------ RECORDS TO PROCESS

PR #11480, opened 2025-11-24
configure toolchains with toolchain customization

kpenfound:
Follow up to https://github.com/dagger/dagger/pull/11373

New schema:

```json
{
  "name": "app",
  "engineVersion": "v0.19.4",
  "toolchains": [
    {
      "name": "hello",
      "source": "../hello",
      "customization": [
        {
          "function": ["configurableMessage"],
          "argument": "message",
          "default": "hola"
        }
      ]
    }
  ]
}
```

Old schema:

```json
{
  "name": "app",
  "engineVersion": "v0.19.4",
  "toolchains": [
    {
      "name": "hello",
      "source": "../hello",
      "arguments": [
        {
          "function": ["configurableMessage"],
          "name": "message",
          "default": "hola"
        }
      ]
    }
  ]
}
```

### DIFF
--- a/core/schema/modulesource.go
+++ b/core/schema/modulesource.go
@@ -2295,6 +2295,7 @@ func (s *moduleSourceSchema) loadModuleSourceConfig(
 
 		// TODO: this is for backwards compatibility until the configuration change is released
 		if i < len(src.ConfigDependencies) && src.ConfigDependencies[i] != nil {
+			//nolint:staticcheck
 			depCfg.Arguments = src.ConfigDependencies[i].Arguments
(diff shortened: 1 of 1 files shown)


shykes:
@kpenfound looks good, I would just call the field `customizations` plural, no?

Also, thinking ahead, will this allow us to also disable checks like we were discussing separately? The only tricky part I see is that `argument` and eg. `noCheck` would be mutually exclusive.

kpenfound:
@shykes yeah i was considering `customizations.ignoreChecks: []` or something but I'll keep that separate so we can bikeshed and get this small change in

PR #11482, opened 2025-11-24
ci: centralize published images around wolfi

### LINKED ISSUE #5668: Standardize on a single base OS for engine release

sipsma:
[We were publishing engine images for](https://github.com/dagger/dagger/pkgs/container/engine):
1. (default) alpine
2. (`-gpu`) ubuntu
3. (`-wolfi`) wolfi w/out gpu
4. (`-wolfi-gpu`) wolfi w/ gpu

This change simplifies everything to be just:
1. (default) wolfi w/out gpu
2. (`-gpu`) wolfi w/ gpu

AFAIK all the images had accumulated over time as we wanted to start trying out support for different base images but didn't want to change defaults yet. It seems like its now worth consolidating.

This will also greatly simplify adding support for CGo builds of the engine since there's only one libc variant/version to deal with rather than 3.

---

Fixes #5668

### DIFF
--- a/core/integration/proxy_test.go
+++ b/core/integration/proxy_test.go
@@ -202,8 +202,7 @@ redirect ^(https?://)(.*).example(/.*)$		$1$2$3
 
 		devEngine := devEngineContainer(c, func(ctr *dagger.Container) *dagger.Container {
 			return ctr.
-				// go right to /etc/ssl/certs to avoid testing the custom CA cert support (covered elsewhere)
-				WithMountedFile("/etc/ssl/certs/myCA.pem", certGen.caRootCert).
+				WithMountedFile("/usr/local/share/ca-certificates/myCA.pem", certGen.caRootCert).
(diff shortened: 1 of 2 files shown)


shykes:
Let's do it!

shykes:
Relevant: #5668

PR #11484, opened 2025-11-25
switch to mattn sqlite lib

sipsma:
modernc seems to have a bug where a context cancellation in the middle of a DB write can cause all future write attempts on the DB to hang for `busy_timeout` and then fail. Did not fully diagnose but feels like it may end up leaving a transaction open in that case (despite our careful handling of `defer` rollback/commit).

Switching to `mattn` fixes it without any other changes. The main downside is that it requires we build the engine w/ CGo. This change does C cross-compilation w/ zig since it's relatively easy to configure different targets, has built-in caching, etc.
* [I did see a warning](https://news.ycombinator.com/item?id=43505646) that someone doing exactly this (compile sqlite cgo w/ zig) got poor performance, but that was a few years back and I have not noticed any obvious impact in terms of CI runtimes. Worth keeping an eye on though.

This does make engine builds slower, but based on earlier testing in the "rebuild engine after code change" case it was only ~4s worse, which is not too bad.


sipsma:
@tiborvass pointed out that there was just in the last week a fix pushed to modernc for this: https://gitlab.com/cznic/sqlite/-/merge_requests/81

Sadly it was a day or two after I had previously checked and upgraded modernc 😢

I'll just upgrade us to that in a separate PR for now. I'm gonna check and see if there was any perceivable benefit from switching to `mattn` before closing this though; I did see a run of `TestTelemetry` where the test itself was >1m faster than the most recent one on `main`, but our CI is extremely noisy so unclear if that's real or not.

Moving back to draft for now

sipsma:
Trying stuff locally, I don't see any perf difference from mattn, so I'll close this out for now.

PR #11485, opened 2025-11-25
Extract java and python images in Dockerfiles

eunomie:
This allow to remove duplication (between the toolchains dev module and the sdk) and let dependabot to deal with the updates as it's a Dockerfile.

------------

* _WORK INSTRUCTION_: Which lines in the data above hold the string "dagger"? Return each of them.

* _ANSWER TO THE PROBLEM_:
Follow up to https://github.com/dagger/dagger/pull/11373
[We were publishing engine images for](https://github.com/dagger/dagger/pkgs/container/engine):
 		devEngine := devEngineContainer(c, func(ctr *dagger.Container) *dagger.Container {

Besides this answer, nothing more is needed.